BEGIN DATA RECORDS
PR #31685, opened 2025-11-04
fix(@angular/ssr): improve route matching for wildcard routes

### LINKED ISSUE #31666: Problems and errors with enforcing SSR using ServerRoutes

platform-server

### Is this a regression?

No

### Description

I'm trying to get our SSR application to work with application-builder and the new `AngularNodeAppEngine`.

In our use case we only want to do SSR, no SSG. Also, we do not want to make use of any `ServerRoutes` features, as anyway all routes should be SSR, and redirects or status codes will already be handled by the application logic.

In order to enforce all routes being SSR, I had to explicitly configure the app server config with:
```typescript
provideServerRendering(
  withRoutes([
    {
      path: '**',
      renderMode: RenderMode.Server
    }
  ])
)
```
## Issue 1:
There's no global switch to simply turn off SSG and I'm forced to add `withRoutes` with a catch-all route, even though I do not want to use any of the related features. 

Hence it would be very useful to introduce a `withNoRoutes()` option, which also should disable the initial route evaluation/extraction while running a dev server - which is simply wasted computation time in our case.

As I do not want SSG, I already configured `"outputMode": "server"` in angular.json. I'm wondering why this setting isn't enough to turn off SSG completely, so that all pages will be SSR by default, not requiring `withRoutes()` configured.

## Issue 2:
Our routing setup includes a lot of lazy-load child routes. If one of the child routes has a matcher applied, then I get the below error:
> Error: Error(s) occurred while extracting routes:
> The route 'test/**' has a defined matcher but does not match any route in the server routing configuration. Please ensure this route is added to the server routing configuration.

My (simplified) routing setup is as follows:

App routes:
```typescript
{
  path: 'test',
  loadChildren: () => import('@my-app/test/feature').then(m => m.testFeatureRoutes)
},
```
Test feature routes:
```typescript
  {
    path: '',
    pathMatch: 'full',
    component: TestComponent
  },
  {
    matcher: () => null, <-- this guy here causes the error
    component: TestComponent
  },
```

Am I really forced now to add for all such routes a dedicated entry like `test/**` to ServerRoutes? In cases with very dynamic routing it seems to me also impossible or at least cumbersome to add all required sub-route catch-alls. Also, it's actually quite bad DX if one is bothered with having to solve errors for features he/she doesn't want to use anyway. 

So, to me the both issues I described are tightly coupled: 
If I would be able to turn off server routing completely, I wouldn't have to solve the problems with the catch-alls when using matchers.

Looking forward to some answers explaining to me what can be done to get around the above mentioned obstacles.

-

```true
See above
```

```true
Angular CLI: 20.3.5
Node: 22.18.0
Package Manager: npm 10.9.3
OS: linux x64
    

Angular: 20.3.4
... platform-server, router

---------------------------------------
@angular-devkit/architect       0.2003.5
@angular-devkit/build-angular   20.3.5
@angular-devkit/core            20.3.5
@angular-devkit/schematics      20.3.5
@angular/cdk                    20.2.8
@angular/cli                    20.3.5
@angular/google-maps            20.2.8
@angular/ssr                    20.3.5
@angular/youtube-player         20.2.8
@schematics/angular             20.3.5
ng-packagr                      20.3.0
rxjs                            7.8.2
typescript                      5.9.3
zone.js                         0.15.1
```

### Anything else?

_No response_

alan-agius4:
Enhance the route traversal logic to correctly identify and process wildcard route matchers (e.g., '**'). This ensures that routes with matchers are properly marked as present in the client router and handled according to their render mode.

closes #31666

### DIFF
--- a/packages/angular/ssr/src/routes/ng-routes.ts
+++ b/packages/angular/ssr/src/routes/ng-routes.ts
@@ -251,15 +251,22 @@ async function* traverseRoutesConfig(options: {
     const currentRoutePath = joinUrlParts(parentRoute, path);
 
     if (matcher && serverConfigRouteTree) {
-      let foundMatch = false;
+      const matches: (RouteTreeNodeMetadata & ServerConfigRouteTreeAdditionalMetadata)[] = [];
       for (const matchedMetaData of serverConfigRouteTree.traverse()) {
-        if (!matchedMetaData.route.startsWith(currentRoutePath)) {
-          continue;
+        if (matchedMetaData.route.startsWith(currentRoutePath)) {
+          matches.push(matchedMetaData);
         }
+      }
 
-        foundMatch = true;
+      if (!matches.length) {
+        const matchedMetaData = serverConfigRouteTree.match(currentRoutePath);
+        if (matchedMetaData) {
+          matches.push(matchedMetaData);
+        }
+      }
+
+      for (const matchedMetaData of matches) {
         matchedMetaData.presentInClientRouter = true;
-
         if (matchedMetaData.renderMode === RenderMode.Prerender) {
           yield {
             error:
@@ -282,7 +289,7 @@ async function* traverseRoutesConfig(options: {
         });
       }
 
-      if (!foundMatch) {
+      if (!matches.length) {
         yield {
           error:
             `The route '${stripLeadingSlash(currentRoutePath)}' has a defined matcher but does not ` +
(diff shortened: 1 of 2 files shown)


alan-agius4:

- main: 4eb22bc2e6bb90aa8d9d617e864e7976da3feb5a
- 20.3.x: 683697ebc5e129d2b17bded9e4ff318d598e0bd3
- 21.0.x: 4a3cfdfce75b7cedf64e26d85b0a92ec92ddd12d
END DATA RECORDS
### YOUR OBJECTIVE
Going down from the first line of the entries above, restate each line word for word until the line holding "Error: Error(s) occurred" is done.

### EXPECTED OUTPUT
PR #31685, opened 2025-11-04
fix(@angular/ssr): improve route matching for wildcard routes

### LINKED ISSUE #31666: Problems and errors with enforcing SSR using ServerRoutes

platform-server

### Is this a regression?

No

### Description

I'm trying to get our SSR application to work with application-builder and the new `AngularNodeAppEngine`.

In our use case we only want to do SSR, no SSG. Also, we do not want to make use of any `ServerRoutes` features, as anyway all routes should be SSR, and redirects or status codes will already be handled by the application logic.

In order to enforce all routes being SSR, I had to explicitly configure the app server config with:
```typescript
provideServerRendering(
  withRoutes([
    {
      path: '**',
      renderMode: RenderMode.Server
    }
  ])
)
```
## Issue 1:
There's no global switch to simply turn off SSG and I'm forced to add `withRoutes` with a catch-all route, even though I do not want to use any of the related features. 

Hence it would be very useful to introduce a `withNoRoutes()` option, which also should disable the initial route evaluation/extraction while running a dev server - which is simply wasted computation time in our case.

As I do not want SSG, I already configured `"outputMode": "server"` in angular.json. I'm wondering why this setting isn't enough to turn off SSG completely, so that all pages will be SSR by default, not requiring `withRoutes()` configured.

## Issue 2:
Our routing setup includes a lot of lazy-load child routes. If one of the child routes has a matcher applied, then I get the below error:
> Error: Error(s) occurred while extracting routes:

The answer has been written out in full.